Dès l’obtention d’une prise en charge par la RAMQ, il est judicieux de s’inscrire sur liste d’attente en vue d’obtenir un médecin de famille. Plusieurs années peuvent en effet s’écouler avant de se voir attribuer un médecin de famille, explique le Dr Rohé. Le Collège des Médecins du Québec dénombre ainsi près 2 millions de patients dits orphelins, donc sans médecin de famille.
Il existe une certaine difficulté à « entrer dans le système », estime le Dr Rohé. D’autant plus que les consultations en spécialité passent obligatoirement par l’un des 10 526 médecins de famille de la province. Il encourage néanmoins les patients à ne pas se laisser décourager et à consulter en cas de problème aigu.
Il ne faut pas hésiter à demander soi-même aux médecins, à tout hasard, s’ils acceptent de prendre en charge de nouveaux patients.
Les patients orphelins couverts par la RAMQ qui souhaitent consulter un médecin peuvent contacter le Guichet d’accès à la première ligne (GAP) en appelant 811, option 3 pour être rappelés et ainsi obtenir un rendez-vous. Par ailleurs, les cliniques sans rendez-vous, gratuites ou payantes, sont une option pour accéder aux services d’un médecin « le jour même ou dans les jours suivants », promet-on sur le site du gouvernement.
Les personnes non couvertes par la RAMQ peuvent quant à elles se tourner vers les cliniques privées. Elles devront alors payer le prix de la consultation avant de se faire rembourser par leur assurance privée.

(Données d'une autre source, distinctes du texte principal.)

PR #108, opened 2020-02-01
Added cursor types and implemented whole cursor logic

Pyrdacor:
# Summary of the PR
This adds the implementation of the cursor interface. Aside custom cursors there is now also the option to use standard (built-in) cursor shapes.

### DIFF
--- a/src/Input/Silk.NET.Input.Common/Interfaces/ICursor.cs
+++ b/src/Input/Silk.NET.Input.Common/Interfaces/ICursor.cs
@@ -11,30 +11,56 @@ namespace Silk.NET.Input.Common
     public interface ICursor
     {
         /// <summary>
+        /// Type of the cursor.
+        /// </summary>
+        CursorType Type { get; set; }
+
+        /// <summary>
+        /// Standard cursor to use.
+        /// </summary>
+        /// <remarks>
+        /// Is only used if <see cref="Type"/> is <see cref="CursorType.Standard"/>.
+        /// </remarks>
+        StandardCursor StandardCursor { get; set; }
+
+        /// <summary>
         /// Hotspot on the X axis.
         /// </summary>
+        /// <remarks>
+        /// Is only used if <see cref="Type"/> is <see cref="CursorType.Custom"/>.
+        /// </remarks>
         int HotspotX { get; set; }
-        
+
         /// <summary>
         /// Hotspot on the Y axis.
         /// </summary>
+        /// <remarks>
+        /// Is only used if <see cref="Type"/> is <see cref="CursorType.Custom"/>.
+        /// </remarks>
         int HotspotY { get; set; }
-        
+
         /// <summary>
         /// Width of the cursor in pixels.
         /// </summary>
+        /// <remarks>
+        /// Is only used if <see cref="Type"/> is <see cref="CursorType.Custom"/>.
+        /// </remarks>
         int Width { get; set; }
-        
+
         /// <summary>
         /// Height of the cursor in pixels.
         /// </summary>
+        /// <remarks>
+        /// Is only used if <see cref="Type"/> is <see cref="CursorType.Custom"/>.
+        /// </remarks>
         int Height { get; set; }
-        
+
         /// <summary>
         /// Image data for the cursor.
         /// </summary>
         /// <remarks>
         /// The image MUST be in 32-bit RGBA, non-premultiplied, and in little-endian format.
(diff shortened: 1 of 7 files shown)


Pyrdacor:
I tested it and it works quiet well. The only things I am not sure about is the disposing logic (especially the ugly try-catch-blocks) and the behavior if the user provides bad values for custom cursors.

As each property must be set on its own their will always be a bad intermediate state. Like settings pixels, width and height step-by-step will always lead to inconsistent information until all the values are setup. For now the cursor is set to null (default cursor) if the custom cursor state is not valid.

src/Input/Silk.NET.Input.Common/Interfaces/ICursor.cs
```diff
@@ -44,5 +70,12 @@ public interface ICursor
         /// <param name="mode">The mode to check for.</param>
         /// <returns>Whether or not this mode is supported.</returns>
         bool IsCursorModeSupported(CursorMode mode);
```
Perksey: How about we just rename this and `IsStandardCursorSupported` to just `IsSupported` as it feels a lot cleaner.

src/Input/Silk.NET.Input.Desktop/GlfwCursor.cs
```diff
@@ -11,23 +13,147 @@ namespace Silk.NET.Input.Desktop
...
+        {
+            _handle = handle;
+        }
+
         /// <inheritdoc />
-        public int HotspotX { get; set; }
-        
+        public unsafe CursorType Type
+        {
+            get => _cursorType;
```
Perksey: It doesn't look like these fields are ever updated by GLFW itself. For example, what if the hotspot changed on GLFW's accord? Silk would never respond to that change. Please adjust to update where appropriate. This could be one update every frame or you could subscribe to an event within the GlfwMouse Subscribe method.

Pyrdacor:
Ok I will have a look at it later.

src/Input/Silk.NET.Input.Desktop/GlfwCursor.cs
Pyrdacor: You mean when a standard cursor is set? Or do you mean someone invokes glfw functions outside of our window class? Note that a cursor is always bound to a specific window. To get the windows handle and change the cursor on its own, someone must do really evil things.

I see your point that the hotspot and dimensions also should reflect the current state for standard cursors but no other case comes to mine. What did you have in mind when you said "if the hotspot changed on GLFW's accord"?

Perksey: The hotspot is likely to change. As a result, we should be keeping HotspotX and HotspotY up-to-date. If you can think of any other properties we should also keep up-to-date, we should update them too. Either subscribe to an event using GlfwEvents or hook into the update loop as seen in GlfwJoystick

Pyrdacor: The hotspot should not change. It is a constant relative offset which stays the same as long as the cursor shape is the same. Think of the hand cursor. The pointing finger is not in the upper-left corner (in contrast to the arrow cursor). So the hand cursor has a hotspot of like { x: 4, y: 0}. These values will not change unless the shape is changed. Cursor movement has no effect on the hotspot.

Perksey: Hmmm well are there any other properties you think that might be of concern?

Pyrdacor: Not really. They will only change on user action in code. The only thing is that hotspot and width will not reflect the correct values if a standard cursor is active. I will think about how to handle this nicely.

Perksey: Is that a goal for this PR or a future PR?

Pyrdacor: I guess it is not a big deal to keep it like it is. I will create a new PR later if I have a good solution. I think this PR can be merged. If you want we can rename the two mentioned methods but I don't know if I will have time for it in the next days.

Perksey: Yeah let's rename the overloads and then I'll merge this in

Pyrdacor:
@Perksey Ready for merge. :)

Perksey:
Awesome, thanks!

En raison de l’accès parfois laborieux à un médecin de famille, certains patients sont tentés de se rendre aux urgences, ce que déconseille la Dre Nguyen Gouez. « Si ce n’est pas une urgence », il faut ne faut pas s’y rendre. Un patient sans RAMQ ni assurance privée devra débourser plus de 1 000 $ pour y être admis, et ce, sans compter les éventuels tests diagnostiques ou hospitalisations. En plus d’engorger le système, le temps d’attente aux urgences peut être très long, ajoute-t-elle. Actuellement, le temps d’attente pour voir un médecin dans un hôpital à Montréal est d’environ 10 heures.

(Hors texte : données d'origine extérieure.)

PR #94, opened 2020-01-02
[WIP] Fix VSync

devvoid:
# Summary of the PR
Fix the broken VSync system.

# Related issues, Discord discussions, or proposals
#93 

# Further Comments
Waiting on more info from #93 before merging.

Closes #93

PR #109, opened 2020-02-01
Replaced vsync sleep logic

### LINKED ISSUE #93: Vsync broken in GlfwWindow
# Summary
Vsync is the wrong way round.

When creating a window and setting vsync to on the framerate is unlimited and setting vsync off limits the framerate to the refresh rate. This is the exact opposite of the desired behaviour.

# Comments
Looking at [GlfwWindow.cs](https://github.com/Ultz/Silk.NET/blob/master/src/Windowing/Silk.NET.Windowing.Desktop/GlfwWindow.cs) in ''RaiseRenderFrame" on line 631 to 641 there is the below code:

```cs
// Identical to RaiseUpdateFrame.
if (FramesPerSecond > double.Epsilon
     && (VSync == VSyncMode.Off || VSync == VSyncMode.Adaptive && IsRunningSlowly))
{
    var sleepTime = _renderPeriod - _renderStopwatch.Elapsed.TotalSeconds;

    if (sleepTime > 0.0)
    {
        Thread.Sleep((int) (1000 * sleepTime));
    }
}
```

Reading the above, unless i'm mistaken if vsync is off or adaptive and running slow, we sleep the thread resulting in the framerate being limited whereas if vsync is on we don't sleep therefore the framerate is unlimited.

Surely this logic is backwards?

Pyrdacor:
# Summary of the PR
Replaced VSYNC sleep logic with an approach where the events are just not called until the time is right. This avoids many problems with frame rates and update rates.

Closes #93 
#94 

# Further Comments
Testing seems to work as expected. Needs some testing for adaptive vsync.

### DIFF
--- a/src/Windowing/Silk.NET.Windowing.Desktop/GlfwWindow.cs
+++ b/src/Windowing/Silk.NET.Windowing.Desktop/GlfwWindow.cs
@@ -625,11 +625,12 @@ namespace Silk.NET.Windowing.Desktop
 
             // Calculate delta and run frame.
             var delta = _updateStopwatch.Elapsed.TotalSeconds;
-            Update?.Invoke(delta);
 
             // Reset
             _updateStopwatch.Restart();
             _updatedWithinPeriod = false;
+
+            Update?.Invoke(delta);            
         }
 
         /// <summary>
@@ -668,13 +669,6 @@ namespace Silk.NET.Windowing.Desktop
             }
 
             var delta = _renderStopwatch.Elapsed.TotalSeconds;
-            
-            Render?.Invoke(delta);
-
-            if (ShouldSwapAutomatically)
-            {
-                SwapBuffers();
-            }
 
             //Reset
             _renderStopwatch.Restart();
@@ -684,6 +678,13 @@ namespace Silk.NET.Windowing.Desktop
             if (VSync == VSyncMode.Adaptive)
             {
                 _glfw.SwapInterval(IsRunningSlowly ? 0 : 1);
+            }
+
+            Render?.Invoke(delta);
+
+            if (ShouldSwapAutomatically)
+            {
+                SwapBuffers();
             }
         }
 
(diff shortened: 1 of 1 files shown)


Pyrdacor:
Ok I tested and fixed adaptive vsync. Should all work now.

src/Windowing/Silk.NET.Windowing.Desktop/GlfwWindow.cs
```diff
@@ -640,7 +640,7 @@ private void RaiseRenderFrame()
         {
             // Identical to RaiseUpdateFrame.
             if (FramesPerSecond >= double.Epsilon
-                && (VSync == VSyncMode.Off || VSync == VSyncMode.Adaptive && IsRunningSlowly))
+                && (VSync == VSyncMode.Off || VSync == VSyncMode.Adaptive))
```
Perksey: You are no longer using the IsRunningSlowly property, which is core to adaptive vsync.
```cs
    /// <summary>
    /// Use adaptive VSync. If the window IsRunningSlowly, VSync will be disabled. Otherwise,
    /// it will be enabled. If the framerate is uncapped, this is the same as <see cref="On"/>. 
    /// </summary>
```
Am I missing something here?

Pyrdacor: The logic that sets IsRunningSlowly is inside that if block. So if I only enter if it is set, it will never be set at all.

It is still used by SetSwapInterval.

Perksey: Ah ok. As long as you can assure me that IsRunningSlowly is used somewhere to influence the swap interval this is fine with me.

Perksey:
Finally, will this defo fix both of the issues linked above?

src/Windowing/Silk.NET.Windowing.Desktop/GlfwWindow.cs
Pyrdacor: Yeah it is. Moreover the return statement below your mentioned code only is executed in the non-adaptive case, as in adaptive mode there can never be more time than needed. If there was, running slow is obviously false and the behavior is like adaptive on. So the logic before didn't make much sense. Testing was successful for all vsync modes but it's good if someone else checks again.

Pyrdacor:
It's only one issue which should be fixed. The other one is void's PR. This PR is based on hers. So yes.

Pyrdacor:
I'm glad I could help. :) Will someone merge this into master?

Pour parer au manque d’accessibilité, certains actes médicaux sont délégués à d’autres professionnels de la santé, comme les pharmaciens, infirmières, ou infirmières professionnelles spécialisées (IPS). Cette pratique, bien implantée au Québec, est moins présente en France, estime le Dr Rohé. Les pharmaciens peuvent par exemple initier une contraception ou reconduire la prescription de certains médicaments pour une période déterminée. Un pharmacien peut également prescrire de la médication en cas d’infection urinaire, précise le Dr Rohé. Quant aux infirmières, elles sont par exemple formées à effectuer des frottis (Pap test) et peuvent également effectuer certains suivis auprès de patients souffrant d’insuffisance cardiaque ou en endocrinologie en hôpital universitaire. « Cela permet de réduire le temps d’attente et les coûts », conclut-il.